##### SOURCE DATA
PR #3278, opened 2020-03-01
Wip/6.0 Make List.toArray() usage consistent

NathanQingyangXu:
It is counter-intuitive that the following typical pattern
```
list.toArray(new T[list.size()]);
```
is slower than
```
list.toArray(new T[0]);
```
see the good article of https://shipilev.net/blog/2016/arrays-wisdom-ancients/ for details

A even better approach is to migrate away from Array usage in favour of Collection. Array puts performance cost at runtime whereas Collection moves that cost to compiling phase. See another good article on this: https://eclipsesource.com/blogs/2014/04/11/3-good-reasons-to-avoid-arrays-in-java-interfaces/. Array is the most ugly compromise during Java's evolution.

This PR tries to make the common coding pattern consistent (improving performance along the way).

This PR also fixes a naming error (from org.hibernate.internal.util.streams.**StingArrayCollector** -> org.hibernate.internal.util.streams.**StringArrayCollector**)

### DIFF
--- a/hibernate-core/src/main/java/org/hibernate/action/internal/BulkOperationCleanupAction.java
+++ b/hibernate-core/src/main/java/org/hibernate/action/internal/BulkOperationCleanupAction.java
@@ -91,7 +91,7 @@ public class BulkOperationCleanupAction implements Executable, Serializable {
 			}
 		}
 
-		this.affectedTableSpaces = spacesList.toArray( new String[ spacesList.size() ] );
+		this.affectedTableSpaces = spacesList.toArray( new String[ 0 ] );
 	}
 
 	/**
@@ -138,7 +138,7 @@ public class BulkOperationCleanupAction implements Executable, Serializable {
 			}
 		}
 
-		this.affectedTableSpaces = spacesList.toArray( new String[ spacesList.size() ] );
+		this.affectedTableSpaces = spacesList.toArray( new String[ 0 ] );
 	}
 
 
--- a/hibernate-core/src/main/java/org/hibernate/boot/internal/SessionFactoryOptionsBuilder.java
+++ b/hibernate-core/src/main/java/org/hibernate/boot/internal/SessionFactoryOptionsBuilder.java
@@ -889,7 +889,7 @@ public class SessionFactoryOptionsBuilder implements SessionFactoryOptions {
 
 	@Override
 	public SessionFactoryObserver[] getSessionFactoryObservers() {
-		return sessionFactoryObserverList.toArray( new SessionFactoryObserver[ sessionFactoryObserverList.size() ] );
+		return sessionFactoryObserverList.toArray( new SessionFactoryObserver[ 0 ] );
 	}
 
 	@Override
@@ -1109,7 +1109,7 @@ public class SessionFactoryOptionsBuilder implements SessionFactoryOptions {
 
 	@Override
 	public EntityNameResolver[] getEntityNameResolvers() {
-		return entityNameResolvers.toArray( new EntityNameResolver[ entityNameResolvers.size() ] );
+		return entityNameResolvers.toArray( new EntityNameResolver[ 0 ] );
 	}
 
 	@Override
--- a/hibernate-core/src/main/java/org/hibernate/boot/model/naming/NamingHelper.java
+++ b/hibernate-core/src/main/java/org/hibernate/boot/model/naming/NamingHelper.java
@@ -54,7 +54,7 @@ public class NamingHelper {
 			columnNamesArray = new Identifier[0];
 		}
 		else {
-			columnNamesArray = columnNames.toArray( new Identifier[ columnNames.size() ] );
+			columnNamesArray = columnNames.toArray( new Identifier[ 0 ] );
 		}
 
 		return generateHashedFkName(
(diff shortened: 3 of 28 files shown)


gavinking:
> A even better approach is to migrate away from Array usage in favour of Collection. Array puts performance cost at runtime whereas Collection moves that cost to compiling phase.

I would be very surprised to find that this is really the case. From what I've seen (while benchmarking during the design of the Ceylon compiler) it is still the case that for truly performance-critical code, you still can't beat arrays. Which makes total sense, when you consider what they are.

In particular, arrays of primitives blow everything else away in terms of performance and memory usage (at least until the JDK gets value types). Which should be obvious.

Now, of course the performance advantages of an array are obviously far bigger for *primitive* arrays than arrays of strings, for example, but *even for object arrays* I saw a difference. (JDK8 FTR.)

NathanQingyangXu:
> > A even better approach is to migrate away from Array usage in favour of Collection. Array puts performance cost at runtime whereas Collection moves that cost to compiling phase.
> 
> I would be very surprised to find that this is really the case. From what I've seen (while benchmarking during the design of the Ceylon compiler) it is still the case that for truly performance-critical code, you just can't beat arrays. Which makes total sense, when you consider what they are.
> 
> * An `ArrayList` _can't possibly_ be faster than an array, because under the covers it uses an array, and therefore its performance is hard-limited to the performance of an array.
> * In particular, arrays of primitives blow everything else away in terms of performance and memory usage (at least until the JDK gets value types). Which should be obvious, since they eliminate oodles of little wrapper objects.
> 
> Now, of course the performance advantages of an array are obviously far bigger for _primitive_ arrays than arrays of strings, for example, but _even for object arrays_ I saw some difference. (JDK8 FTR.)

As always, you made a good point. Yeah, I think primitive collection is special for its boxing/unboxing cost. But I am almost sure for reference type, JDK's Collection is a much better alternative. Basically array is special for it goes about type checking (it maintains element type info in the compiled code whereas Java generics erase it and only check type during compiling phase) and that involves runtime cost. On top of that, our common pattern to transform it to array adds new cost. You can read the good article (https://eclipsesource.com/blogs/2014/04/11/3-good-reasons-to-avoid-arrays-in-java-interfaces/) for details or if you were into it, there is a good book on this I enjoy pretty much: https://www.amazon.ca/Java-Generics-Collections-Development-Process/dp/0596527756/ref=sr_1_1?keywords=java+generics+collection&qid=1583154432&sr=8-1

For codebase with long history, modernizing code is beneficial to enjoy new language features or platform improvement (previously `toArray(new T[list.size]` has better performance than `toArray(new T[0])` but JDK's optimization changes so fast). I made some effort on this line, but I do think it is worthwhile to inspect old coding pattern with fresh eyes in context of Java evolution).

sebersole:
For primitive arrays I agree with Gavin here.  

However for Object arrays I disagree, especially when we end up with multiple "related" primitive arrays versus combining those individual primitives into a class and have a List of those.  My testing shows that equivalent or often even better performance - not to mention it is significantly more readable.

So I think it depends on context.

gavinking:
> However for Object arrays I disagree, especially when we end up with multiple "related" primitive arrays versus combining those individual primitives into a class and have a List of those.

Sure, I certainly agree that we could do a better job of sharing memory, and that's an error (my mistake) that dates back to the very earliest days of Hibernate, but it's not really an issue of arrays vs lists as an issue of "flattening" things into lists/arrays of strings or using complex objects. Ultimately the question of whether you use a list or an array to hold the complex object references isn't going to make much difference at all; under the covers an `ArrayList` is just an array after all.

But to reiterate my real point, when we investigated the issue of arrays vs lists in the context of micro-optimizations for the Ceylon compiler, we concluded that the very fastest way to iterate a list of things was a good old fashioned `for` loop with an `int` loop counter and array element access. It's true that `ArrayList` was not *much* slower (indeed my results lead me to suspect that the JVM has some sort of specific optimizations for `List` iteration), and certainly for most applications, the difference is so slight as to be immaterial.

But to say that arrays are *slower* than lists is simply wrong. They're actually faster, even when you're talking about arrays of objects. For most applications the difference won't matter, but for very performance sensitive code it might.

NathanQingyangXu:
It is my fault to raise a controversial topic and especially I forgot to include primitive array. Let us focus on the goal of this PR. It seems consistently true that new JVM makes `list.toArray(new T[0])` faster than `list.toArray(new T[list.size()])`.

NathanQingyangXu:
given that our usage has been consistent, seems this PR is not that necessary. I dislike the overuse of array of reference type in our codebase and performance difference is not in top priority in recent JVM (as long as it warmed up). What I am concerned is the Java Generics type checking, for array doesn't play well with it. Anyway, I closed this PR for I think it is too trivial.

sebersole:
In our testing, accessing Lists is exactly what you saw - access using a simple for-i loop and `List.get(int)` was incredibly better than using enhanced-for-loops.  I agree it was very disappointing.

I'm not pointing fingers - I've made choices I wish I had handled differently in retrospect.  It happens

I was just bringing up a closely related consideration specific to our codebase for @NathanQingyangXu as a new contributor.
##########
-- TASK INSTRUCTIONS --
Pull out all lines from the listing that contain the string "Identifier".

-- REPLY TO THE EXERCISE --
 			columnNamesArray = new Identifier[0];
-			columnNamesArray = columnNames.toArray( new Identifier[ columnNames.size() ] );
+			columnNamesArray = columnNames.toArray( new Identifier[ 0 ] );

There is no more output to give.